A tale of unexpected ELB behavior.
[This page moved to the sreally blog: https://sreally.com/a-tale-of-unexpected-elb-behavior/]
AWS is an awesome tool that provides a bunch of the infrastructure that you need to run a large scale service. ELB specifically allows you to setup a very quick load balancer that does a lot of heavy lifting for you. From terminating SSL for you to managing fail over it does a fairly good job of keeping a site running.
We started seeing random 504 errors being served via the ELB. We don’t use 504 as an error code in our application so this was something that must be coming from the load balancers. Typically 504, or “Gateway Timeout”, means that your backends are overloaded (or that they have all failed health checks), except in this case our backends were completely healthy and had each served hundreds of requests in the 2–3 second windows around the 504 errors.
Even worse, the ELB logs specifically removed all the useful information from the log line.
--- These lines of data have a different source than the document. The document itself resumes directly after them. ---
PR #156, opened 2020-01-19
Add targeted dreamchecker unit testing

spookydonut:


src/dreammaker/error.rs
```diff
@@ -82,6 +82,14 @@ impl FileList {
 }
 
 impl Context {
+    pub fn unit_test_default() -> Context {
```
SpaceManiac: How is this different from the Default impl?

PR #158, opened 2020-01-21
Add check_var_defs to dreamchecker::run

spookydonut:
Add comments and move check_var_defs to ObjTree

### DIFF
--- a/src/dreammaker/objtree.rs
+++ b/src/dreammaker/objtree.rs
@@ -531,6 +531,12 @@ impl<'a> ProcRef<'a> {
         self.ty.tree()
     }
 
+    /// Check if the target ProcValue is a builtin.
+    #[inline]
+    pub fn is_builtin(self) -> bool {
+        self.get().location.is_builtins()
+    }
+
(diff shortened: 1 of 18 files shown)


src/dreammaker/objtree.rs
```diff
@@ -1140,6 +1140,57 @@ impl ObjectTree {
             }
         }
     }
+
+    // ----------------------------------------------------------------------------
+    // Variable analyzer
+
+    /// Checks for var declaration issues
+    pub fn check_var_defs(&self, context: &Context) {
```
SpaceManiac: Why does this need to be here?

spookydonut: it's an examination of the object tree, feels like it belongs here more than just being a global function

SpaceManiac: "checking var defs" is a dreamchecker responsibility so it belongs in dreamchecker IMO. Rust encourages organization by modules rather than just by "most important input type".

spookydonut: fair enough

2015–09–07T11:24:40.052149Z elb1 111.222.33.44:47449 - -1 -1 -1 504 0 99 0 “GET /” ECDHE-RSA-AES128-SHA TLSv1
Note that the log line is missing the backend that it talked too (replaced by “-”), and all of the query timing variables are -1 which means that we had no idea how long the query took. Even though we log every single request attempted, regardless of outcome we didn’t have any correlated log lines during the request window.
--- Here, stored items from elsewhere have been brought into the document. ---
PR #159, opened 2020-01-21
Fix detection of ambig ternary in operations

### LINKED ISSUE #122: Ternary has precedence over BinaryOp::In
`(foo ? foo : 2 in L)`
byond parses this as
`((foo ? foo : 2) in L)`
but we parse it as
`(foo ? foo : (2 in L))`
```
BinaryOp {
    op: In,
    lhs: Base {
        unary: [],
        term: Spanned {
            location: Location {
                file: FileId(
                    2,
                ),
                line: 22,
                column: 15,
            },
            elem: Int(
                2,
            ),
        },
        follow: [],
    },
    rhs: Base {
        unary: [],
        term: Spanned {
            location: Location {
                file: FileId(
                    2,
                ),
                line: 22,
                column: 20,
            },
            elem: Ident(
                "L",
            ),
        },
        follow: [],
    },
}
```

spookydonut:
Related #122

### DIFF
--- a/src/dreamchecker/lib.rs
+++ b/src/dreamchecker/lib.rs
@@ -907,6 +907,14 @@ impl<'o, 's> AnalyzeProc<'o, 's> {
                 // TODO: be sensible
                 self.visit_expression(location, cond, None);
                 let ty = self.visit_expression(location, if_, type_hint);
+                if let Expression::BinaryOp{ op: BinaryOp::In, lhs: _, rhs: _ } = **else_ {
+                    error(location, format!("ambiguous `in` on right side of a ternary"))
+                        .set_severity(Severity::Warning)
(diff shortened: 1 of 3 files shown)


SpaceManiac:
Isn't the issue that the parser produces the wrong output?

Seems like the original detection code would work if the parser was fixed.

Amazon support kept pointing us at timeout settings, but no matter what they suggested it seemed impossible to recreate that specific type of 504 with that log line. The suggestion coming from AWS was to ensure that the timeout was set higher on the backend and the ELB. To me this seemed problematic as it violates the Tower of Hanoi Timeout model. I wanted a reproducible failure case so I could determine exactly what was going wrong.
While debugging a coworker pointed me at an article by Colin Johnson about ELB pre-opening of connections. Basically, he points out an undocumented function of the ELB where it will open a connection early, and then do nothing with it until a client makes a request at which point the ELB starts sending the request to the pre-established connection. This model is nice in that it helps reduce the time required for new requests by already having a connection open.
The problem with this is that some HTTP frameworks will close new connections using a totally different timeout model, or will close the unused connection when restarting, etc. This would be fine but it introduces a race condition where the ELB thinks that the connection is open, but the backend has closed it. In this case the ELB will attempt to write data, which will be rejected by the backend since the connection is closed. The ELB will then immediately serve a 504 with the log line above rather than retrying a different backend.
Our solution was to request that AWS disable pre-opening on our ELBs until we can ensure that DropWizard has a different timeout value for the initial connection than it does for reading/writing responses.